An almost imperceptible whisper, as if coalescing from nothingness, carrying resentment and unwillingness, rang in everyone's ears.
That was the scavenger's last remaining will, making its final and most vicious struggle.
"You...you are belittling sacrifice! You are insulting greatness! Long Wu...Long Wu burned with all his might! He had no choice, he only had responsibility!"
This voice targets the weakest point in people's hearts, attempting to destroy everything Lin Yi has just built with an irrefutable, supreme heroic totem.
Faced with this question from the dead, Lin Yi did not refute it.
He simply turned around, and with a few of the strongest townspeople carrying tools, silently walked towards the scorched earth outside the town, known as the "Burning Battlefield."
Half a day later, they returned.
They were carrying a huge, charred rock covered with cracks.
That was the last place where Long Wu stood, a battlefield foundation stone most thoroughly scorched by the flames of his life.
Lin Yi placed the scorched stone steadily in the very center of the Echo Dining Hall.
He picked up the carving knife and, under the watchful eyes of countless people, carved a line of words on the charred rock surface.
It wasn't some impassioned last words, nor some earth-shattering declaration.
The line of text read—
Long Wu's last words: "I'm starving, who the hell brought me food?"
This is the most authentic echo of the soul that Lin Yi captured from the deepest part of the Well of Memory, from the moment Long Wu's life finally dissipated.
A "last will and testament" filled with weariness and longing, which was never made public to anyone.
The entire room fell into a long, suffocating silence.
Then, someone burst out laughing.
The laughter seemed contagious; one, two, ten, a hundred… until finally, the entire square erupted in a deafening, exhilarating burst of laughter.
There was no mockery in that laughter, only a warm and comforting feeling of relief.
A seven or eight-year-old child pointed at the charred rock and shouted loudly to his mother beside him, "Mom, look!

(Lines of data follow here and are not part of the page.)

PR #500, opened 2025-10-13
refactor: remove store_header and store_block as separate stages

etorreborre:
This PR removes the `store_header` and `store_block` stages since they just encapsulate effects that can be executed within `receive_header` and `fetch_block` respectively.

## Summary by CodeRabbit

* **New Features**
  * Clear separation of validation vs. processing failures for more precise error reporting.
* **Refactor**
  * Streamlined consensus pipeline by removing intermediate storage stages and rewiring stage flow for simpler, more direct processing.
  * Improved error routing to dedicated failure paths, enhancing robustness and observability.
* **Tests**
  * Updated simulation traces to reflect the simplified pipeline (removed intermediate store stages).
* **Chores**
  * Reduced public surface of internal modules to minimize exposure and tighten module boundaries.


crates/amaru-consensus/src/consensus/stages/fetch_block.rs
```diff
@@ -183,7 +197,8 @@ mod tests {
 
     fn make_state() -> State {
         let downstream: StageRef<ValidateBlockEvent> = StageRef::named("downstream");
-        let errors: StageRef<ValidationFailed> = StageRef::named("errors");
-        (downstream, errors)
+        let failures: StageRef<ValidationFailed> = StageRef::named("failures");
+        let errors: StageRef<ProcessingFailed> = StageRef::named("errors");
```
abailly, line 201: Do we really need to distinguish those 2 stages at this point?

abailly: This seems to me it introduces additional complexity for a unclear benefits.

crates/amaru-consensus/src/consensus/stages/fetch_block.rs
```diff
@@ -183,7 +197,8 @@ mod tests {
...
+        (downstream, failures, errors)
```
abailly, line 202: At this point, we should probably return a `struct` rather than an anonymous tuple

crates/amaru-consensus/src/consensus/stages/fetch_block.rs
etorreborre: The idea is to distinguish failures, that don't stop the node, from errors, that should stop it. At the moment we don't really deal with either, we just terminate.

abailly: I understand the idea, and as you noticed, for now we just always terminate so we don't need this distinction (yet?).

etorreborre: Maybe an alternative would be to have `stage` return a `Result<State>` instead of just `State` in order to deal with fatal errors? cc @rkuhn

crates/amaru-consensus/src/consensus/stages/fetch_block.rs
etorreborre: I would even prefer to have a stage being a struct with those values that never change, instead of being an anonymous function that passes them around unchanged :-).

crates/amaru-consensus/src/consensus/stages/fetch_block.rs
rkuhn: I’d prefer a single stage that dynamically either shuts down the node or disconnects a peer (or whatever else is necessary). We just need to send clearly distinguishable error types to that stage.

Regarding returning `Result` from a stage transition function: that’s what I started out with, but it was annoying to work with, the types got in the way. We can create an extension method on Result and Option to extract the value or terminate the stage; this would be a few characters more than a `?`-based approach (which is more than ? because you want to log or provide error context anyway).

crates/amaru-consensus/src/consensus/stages/fetch_block.rs
rkuhn: The state can of course be a struct, and in that case you’d just pass it back without moving the properties out of it (unless you want to, for some reason). The reason why the state needs to be passed by value is that otherwise the Future isn’t `'static` and all hell breaks loose. It is of course possible to work with lifetimes, but it requires `unsafe` and great care. And if you want to make a trait with a method that takes `self` and returns `Self`, then that isn’t dyn-compatible, defeating the whole purpose. Please believe me when I say that the design space for such abstractions is pretty narrow and of fractal dimension for Rust — stay out of that rabbit hole if you want to retain your sanity.

PR #503, opened 2025-10-14
feat: make a full effect for validating headers

etorreborre:
This PR adds a full external effect for validating a header. This allows the simulation to easily override the `validate_header` stage and allow headers to be validated even though the generated data does not produce fully consistent headers.

Note: @abailly this pushes us in a direction where 2 stages, `validate_block` and `validate_header` are mere wrappers on top of external effects. Which begs the question: should they be fused with `receive_header` and `fetch_block` like we did for `store_header` and `store_block`?

## Summary by CodeRabbit

- New Features
  - Added header-centric validation flow with a dedicated ValidateHeader effect and HeaderValidationError.
  - Simplified node bootstrap: stage graph no longer requires global parameters or era history.

- Refactor
  - Reworked ledger validation APIs and resources to a header-first interface; updated error mapping and stage wiring.
  - Adjusted stage and effect names and public signatures to reflect header validation.

- Tests
  - Added mock header validator and updated traces/tests to match new validation path.

- Chores
  - Removed legacy stake-distribution wiring; annotated unused simulator code as dead code.

### DIFF
--- a/crates/amaru-consensus/src/consensus/effects/ledger_effects.rs
+++ b/crates/amaru-consensus/src/consensus/effects/ledger_effects.rs
@@ -14,19 +14,23 @@
 
 use crate::consensus::errors::ProcessingFailed;
 use amaru_kernel::peer::Peer;
-use amaru_kernel::{Point, PoolId, RawBlock};
+use amaru_kernel::{Point, RawBlock};
 use amaru_metrics::ledger::LedgerMetrics;
-use amaru_ouroboros_traits::{
-    BlockValidationError, CanValidateBlocks, HasStakeDistribution, PoolSummary,
-};
-use amaru_slot_arithmetic::Slot;
+use amaru_ouroboros_traits::can_validate_blocks::{CanValidateHeaders, HeaderValidationError};
+use amaru_ouroboros_traits::{BlockHeader, BlockValidationError, CanValidateBlocks};
 use pure_stage::{BoxFuture, Effects, ExternalEffect, ExternalEffectAPI, Resources, SendData};
 use std::sync::Arc;
 
 /// Ledger operations available to a stage.
 /// This trait can have mock implementations for unit testing a stage.
-pub trait LedgerOps: HasStakeDistribution {
-    fn validate(
+pub trait LedgerOps: Send + Sync {
+    fn validate_header(
+        &self,
+        point: &Point,
+        header: &BlockHeader,
+    ) -> BoxFuture<'_, Result<(), HeaderValidationError>>;
+
+    fn validate_block(
         &self,
         peer: &Peer,
         point: &Point,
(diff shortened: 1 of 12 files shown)


crates/amaru-consensus/src/consensus/effects/ledger_effects.rs
```diff
@@ -117,64 +123,67 @@ impl ExternalEffectAPI for ValidateBlockEffect {
...
-                .get::<ResourceBlockValidation>()
-                .expect("RollbackBlockEffect requires a ResourceBlockValidation resource")
+                .get::<ResourceHeaderValidation>()
+                .expect("ValidateBlockEffect requires a ResourceHeaderValidation resource")
                 .clone();
-            validator
-                .rollback_block(&self.point)
-                .map_err(|e| ProcessingFailed::new(&self.peer, e.to_anyhow()))
+            validator.validate_header(&self.point, &self.header)
         })
```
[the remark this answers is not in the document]
etorreborre: Good rabbit

crates/amaru-ouroboros-traits/src/can_validate_blocks/mod.rs
```diff
@@ -91,3 +92,73 @@ impl PartialEq for BlockValidationError {
...
+    fn from(err: anyhow::Error) -> Self {
+        HeaderValidationError::new(err)
+    }
+}
+
+impl Display for HeaderValidationError {
+    fn fmt(&self, f: &mut Formatter<'_>) -> std::fmt::Result {
+        write!(f, "BlockValidationError: {}", self.0)
+    }
+}
```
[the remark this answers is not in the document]
etorreborre: ok

crates/amaru-ouroboros-traits/src/can_validate_blocks/mod.rs
```diff
@@ -91,3 +92,73 @@ impl PartialEq for BlockValidationError {
         self.0.to_string() == other.0.to_string()
     }
 }
+
+pub trait CanValidateHeaders: Send + Sync {
```
abailly, line 96: Could you elaborate on why this new trait is needed in lieu of `HasStakeDistribution`? It seems they are serving the same purpose, perhaps not at the same level in the system? Maybe there's something to document here?

etorreborre: `HasStakeDistribution` is used deeply in the behavior of `ValidateHeaders`. It is difficult to run the header validation and make it succeed by just being able to override that trait during the simulation. Hence the `CanValidateHeaders` trait. Then the `HasStakeDistribution` trait is still useful if we want to write a test at the level of `ValidateHeader` where we can inject a `ChainStore` and some consensus parameters to check the actual logic.

abailly: I see. At this point I feel we need to start maintaining a slightly more sophisticated architecture diagram than the one in the `amaru-consensus/README` file :)

abailly: But possibly in another PR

Uncle Long Wu looks just like my dad! My dad always shouts that when he comes home after finishing work!"
The child's innocent voice became the last straw that broke the camel's back.
"No...no!!"
The chilling whispers hovering in the air, amidst the deafening laughter filled with the warmth of everyday life, emitted a piercing shriek.
Its illusory form, formed from resentment and "sublime templates," trembled violently under the impact of this most real and simple torrent of emotion, like a thin piece of ice thrown into boiling water, instantly covered with cracks, and with a "crack," it shattered completely and vanished without a trace.

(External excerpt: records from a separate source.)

PR #510, opened 2025-10-17
test: improve the data generation for the consensus simulation

etorreborre:
This PR uses the data generation support testing the `HeadersTree` in the simulation runs:

 * New arguments have been added to control the data generation (rollback ratio, branching ratio).
 * A bug is fixed to allow the simulation to run with several downstream peers.
 * Validation errors now don't terminate the node (only processing errors, like not being able to write in the database, do).
 * The whole downstream chain is now tested instead of just its tip.

## Summary by CodeRabbit

* **New Features**
  * Configurable chain generation with per-peer branching and rollback ratios; CLI accepts ratio strings.
  * Message debug output now includes parent-hash for easier troubleshooting.
  * Exposed parent-hash accessor for header inspection.

* **Bug Fixes**
  * Added round-trip header serialization test to catch decode regressions.
  * Validation errors are logged instead of aborting execution.

* **Refactoring**
  * Switched from file-based to generated chain inputs and consolidated simulator config around ratio-based generation.

### DIFF
--- a/crates/amaru-consensus/src/consensus/headers_tree/data_generation/actions.rs
+++ b/crates/amaru-consensus/src/consensus/headers_tree/data_generation/actions.rs
@@ -23,7 +23,7 @@
 use crate::consensus::errors::ConsensusError;
 use crate::consensus::headers_tree::Tracker::{Me, SomePeer};
 use crate::consensus::headers_tree::data_generation::SelectionResult::{Back, Forward};
-use crate::consensus::headers_tree::data_generation::any_tree_of_headers;
+use crate::consensus::headers_tree::data_generation::any_tree_of_headers_and_best_chain;
 use crate::consensus::headers_tree::tree::Tree;
 use crate::consensus::headers_tree::{HeadersTree, Tracker};
 use crate::consensus::stages::select_chain::RollbackChainSelection::RollbackBeyondLimit;
@@ -377,13 +377,13 @@ pub fn generate_random_walks(
         .collect()
 }
 
-/// Generate a random list of actions, for a fixed number of peers, with:
+/// Generate a random list of actions, for a number of peers.
 ///
-///  - A tree of headers of depth `depth`.
-///  - A `max_length` for how far rollback actions can go in the past.
+/// We first generate a tree of headers of depth `depth` with a given `branching_ratio`
+/// (the probability that a branch is created from an original spine of headers).
 ///
-/// If we use `max_length` < depth we will generate test cases where the `HeadersTree` will
-/// have to be truncated after a number of roll forwards.
+/// Then we execute a random walk on that tree for `peers_nb` peers, with a given `rollback_ratio`,
+/// which is how often a given peer will rollback.
 ///
 /// Important note: this function returns a prop test strategy but the random walks are generated
 /// using a `StdRng` generator. This makes the generator reproducible, because the `StdGenerator`
@@ -394,11 +394,17 @@ pub fn any_select_chains(
     depth: usize,
     rollback_ratio: Ratio,
     branching_ratio: Ratio,
-) -> impl Strategy<Value = Vec<Action>> {
-    any_tree_of_headers(depth, branching_ratio).prop_flat_map(move |tree| {
-        (1..u64::MAX)
-            .prop_map(move |seed| generate_random_walks(&tree, peers_nb, rollback_ratio, seed))
-    })
+) -> impl Strategy<Value = (Vec<Action>, Chain)> {
+    any_tree_of_headers_and_best_chain(depth, branching_ratio).prop_flat_map(
+        move |(tree, best_chain)| {
+            (1..u64::MAX).prop_map(move |seed| {
+                (
+                    generate_random_walks(&tree, peers_nb, rollback_ratio, seed),
+                    best_chain.clone(),
+                )
+            })
+        },
+    )
 }
 
 /// Create an empty `HeadersTree` handling chains of maximum length `max_length` and
--- a/simulation/amaru-sim/src/echo/simulate.rs
+++ b/simulation/amaru-sim/src/echo/simulate.rs
@@ -69,10 +69,10 @@ pub fn spawn_echo_node(_node_id: String) -> NodeHandle<EchoMessage> {
 }
 
 /// Generate some input echo messages at different arrival times.
-pub fn echo_generator(rng: &mut StdRng) -> Vec<Entry<EchoMessage>> {
+pub fn echo_generator(rng: &mut StdRng) -> (Vec<Entry<EchoMessage>>, ()) {
     let now = Instant::at_offset(Duration::from_secs(0));
     let size = 20;
-    generate_zip_with(
+    let entries = generate_zip_with(
         size,
         generate_vec(generate_u8(0, 128)),
         generate_arrival_times(now, 200.0),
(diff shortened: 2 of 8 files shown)


crates/amaru-consensus/src/consensus/headers_tree/data_generation/actions.rs
```diff
@@ -315,6 +316,30 @@ pub fn random_walk(
...
+        }
+        let numerator = parts[0]
+            .parse::<u32>()
+            .map_err(|_| format!("Invalid numerator in ratio: {}", parts[0]))?;
+        let denominator = parts[1]
+            .parse::<u32>()
+            .map_err(|_| format!("Invalid denominator in ratio: {}", parts[1]))?;
+        Ok(Ratio(numerator, denominator))
+    }
+}
```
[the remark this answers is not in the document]
etorreborre: Thanks

simulation/amaru-sim/src/simulator/run.rs
```diff
@@ -240,39 +237,107 @@ fn make_chain_selector(
...
+    let mut current_chains: BTreeMap<String, Chain> = BTreeMap::new();
+
+    // also keep track of the best chain seen so far
+    let best_chain_tracker = "best".to_string();
+    current_chains.insert(best_chain_tracker.clone(), vec![]);
+    for message in messages {
+        // only consider messages from the peers
+        if !message.src.starts_with("c") {
+            continue;
+        };
```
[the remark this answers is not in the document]
etorreborre: Will fix later

simulation/amaru-sim/src/simulator/run.rs
```diff
@@ -240,39 +237,107 @@ fn make_chain_selector(
...
+}
+
+/// Build the best chain from messages sent to downstream peers.
+pub fn make_best_chain_from_downstream_messages(history: &History<ChainSyncMessage>) -> Chain {
+    let mut best_chain = vec![];
+    for (i, message) in history.0.iter().enumerate() {
+        // only consider messages sent to the first peer
+        if !message.dest.starts_with("c1") {
+            continue;
+        };
```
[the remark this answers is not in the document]
etorreborre: Will fix later

simulation/amaru-sim/src/simulator/run.rs
```diff
@@ -240,39 +237,107 @@ fn make_chain_selector(
...
+        match &message.body {
+            msg @ ChainSyncMessage::Fwd { .. } => {
+                best_chain.push(msg.decode_block_header().unwrap())
```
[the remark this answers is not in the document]
etorreborre: Good idea

simulation/amaru-sim/src/simulator/run.rs
```diff
@@ -240,39 +237,107 @@ fn make_chain_selector(
...
-            } else {
-                Ok(())
+        // update the best chain seen so far
+        let best_length = current_chains.values().map(|c| c.len()).max().unwrap();
+        let best_chain = current_chains
+            .clone()
+            .into_values()
+            .filter(|c| c.len() == best_length)
+            .collect::<Vec<Chain>>();
+        current_chains.insert(best_chain_tracker.clone(), best_chain[0].clone());
```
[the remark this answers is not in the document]
etorreborre: Ok for now.

simulation/amaru-sim/src/simulator/data_generation/generate.rs
```diff
@@ -12,699 +12,72 @@
...
-                                dest: "n1".to_string(),
-                                body: msg,
-                            },
-                        })
-                    })
-                    .collect::<Vec<_>>(),
-            );
+) -> impl Fn(&mut R) -> Vec<Entry<ChainSyncMessage>> + use<'_, R> {
+    move |rng: &mut R| {
+        let actions = run_with_rng(
```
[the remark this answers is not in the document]
etorreborre: Done.

crates/amaru-consensus/src/consensus/stages/receive_header.rs
```diff
@@ -44,6 +44,8 @@ pub async fn stage(
             raw_header,
             span,
         } => {
+            // TODO: check the point vs the deserialized header point and invalidate if they don't match
+            // then simplify and don't pass the point separately
```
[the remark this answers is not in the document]
etorreborre: This will be done in a separate PR

crates/amaru-consensus/src/consensus/headers_tree/data_generation/actions.rs
```diff
@@ -315,6 +316,40 @@ pub fn random_walk(
 #[derive(Copy, Clone, PartialEq, Eq, Debug)]
 pub struct Ratio(pub u32, pub u32);
```
abailly, line 317: I am surprised there's not already a proper rational type in one of the libs we are using 🤔

simulation/amaru-sim/src/echo/simulate.rs
```diff
@@ -70,33 +69,34 @@ pub fn spawn_echo_node(_node_id: String) -> NodeHandle<EchoMessage> {
 }
 
 /// Generate some input echo messages at different arrival times.
-pub fn echo_generator(rng: &mut StdRng) -> Vec<Reverse<Entry<EchoMessage>>> {
+pub fn echo_generator(rng: &mut StdRng) -> Vec<Entry<EchoMessage>> {
```
abailly: At this stage I wonder if we should not get rid of the `Echo` stuff

simulation/amaru-sim/src/simulator/run.rs
```diff
@@ -240,39 +237,112 @@ fn make_chain_selector(
...
+            actual, expected,
+            "\nThe actual chain\n{}\n\nis not the best chain\n\n{}\n\nThe history is:\n{:?}",
+            actual_chain, expected_chain, history,
+        );
+        Ok(())
+    }
+}
+
+/// Build the best chain from messages incoming from upstream peers.
+pub fn make_best_chain_from_upstream_messages(messages: &[Envelope<ChainSyncMessage>]) -> Chain {
```
abailly: It seems odd we have to write this complicated logic to compute the best chain from upstream messages, are we not duplicating some of the logic of the chain selection? Shouldn't the chain generator already know what the best chain is? I think we already had that discussion 😓

simulation/amaru-sim/src/echo/simulate.rs
etorreborre: This is used to test the simulation framework on a simple system but I also can't tell how useful this is by now.

crates/amaru-consensus/src/consensus/headers_tree/data_generation/actions.rs
etorreborre: We indeed have `num-rational` as a transitive dependency but here we impose `numerator <= denominator` (so maybe the name is misleading, it's more like a probability represented as a fraction?)

abailly: Couldn't we use directly a probability then? I understand the desire to have a more precise type, just feel that this seems such a common thing we should not write it ourselves :)

simulation/amaru-sim/src/echo/simulate.rs
abailly: Let's keep it for now, and remove it in a later version.

simulation/amaru-sim/src/simulator/run.rs
etorreborre: This is simpler logic than chain selection but you're right we can keep the original spine for the generated tree of headers and pass it around. I pushed a commit for this.

simulation/amaru-sim/src/echo/simulate.rs
etorreborre: @abailly Would you rather suppress it now?

abailly: Your call!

The wind stopped. The sunlight became warm again.
The next morning, as the first rays of sunlight shone on the roof of the Echo Canteen, the townspeople responsible for cleaning discovered a piece of paper, slightly damp with dew, pressed under a tile.
The handwriting on the paper was crooked and slanted, like that of a child who had just learned to write, yet it exuded a strange power.

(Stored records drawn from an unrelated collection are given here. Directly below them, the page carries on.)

PR #511, opened 2025-10-17
feat: check that a received header has the correct point

etorreborre:
This PR checks that a received header, when deserialized, has the same point as the point declared in the chain sync event.

## Summary by CodeRabbit

* **Refactor**
  * Simplified header validation interfaces and reduced payloads passed between stages and events.
* **Bug Fixes**
  * Added explicit detection and a new error for header/identifier mismatches; validation now fails earlier to avoid storing invalid headers.
* **Tests**
  * Updated tests to match the streamlined flow and added a helper to generate headers with guaranteed parents.

### DIFF
--- a/crates/amaru-consensus/src/consensus/stages/select_chain.rs
+++ b/crates/amaru-consensus/src/consensus/stages/select_chain.rs
@@ -344,6 +344,9 @@ mod tests {
         let consensus_ops = mock_consensus_ops();
 
         let store = consensus_ops.store();
+        if let Some(parent_hash) = header.parent() {
+            store.set_anchor_hash(&parent_hash)?;
+        }
         let anchor = store.get_anchor_hash();
         let (select_chain, _, _) = stage(
             make_state(store.clone(), &peer, &anchor),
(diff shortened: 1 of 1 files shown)


crates/amaru-ouroboros-traits/src/is_header/tests.rs
```diff
@@ -85,13 +85,18 @@ pub fn any_header() -> impl Strategy<Value = BlockHeader> {
...
 pub fn any_header_with_parent(parent: HeaderHash) -> impl Strategy<Value = BlockHeader> {
     (0u64..=1_000_000, 0u64..=1_000_000).prop_map(move |(block_number, slot)| {
         BlockHeader::from(make_header(block_number, slot, Some(parent)))
     })
 }
 
+/// Create an arbitrary BlockHeader, with an arbitrary parent that is guaranteed to be Some
+pub fn any_header_with_some_parent() -> impl Strategy<Value = BlockHeader> {
+    any_header().prop_flat_map(|h| any_header_with_parent(h.hash))
+}
```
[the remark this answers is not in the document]
etorreborre: Done

crates/amaru-consensus/src/consensus/stages/receive_header.rs
```diff
@@ -46,14 +46,33 @@ pub async fn stage(
...
-                    if let Err(error) = result {
+                    if header.point() != point {
+                        tracing::error!(%point, %peer, "Header point {} does not match expected point", header.point());
                         eff.base()
-                            .send(&errors, ProcessingFailed::new(&peer, anyhow!(error)))
+                            .send(
+                                &failures,
+                                ValidationFailed::new(
+                                    &peer,
+                                    ConsensusError::CannotDecodeHeader {
```
abailly: I would rather have an explicit variant for this specific error, rather than having to unpack the `reason` field to know exactly why the validation failed.

etorreborre: @abailly good idea, I pushed a new commit for this.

"So...sacrifice doesn't have to be so painful."
The note had no signature, only a charred mark of a wheat ear burned with a match head.
That was the pattern that Long Wu hated most when he was alive, the one carved on compressed military rations. He always complained that it was hard to chew.
Now, however, it has taken on a completely new form, becoming a totem of his true will, lying quietly in the morning light, like a satisfied sigh.
The dark clouds that had lingered over Panshi Town for so long finally dissipated completely.
The air was filled with the smell of freshly turned earth and a sense of life stirring within it.
People's spiritual world was filled like never before, but another, older, purer desire began to quietly grow in everyone's belly and in everyone's heart.
It was a longing for a bountiful harvest, a longing for celebration, a longing for a feast where everyone could open their bellies and laugh heartily.
A completely new kind of hunger is brewing.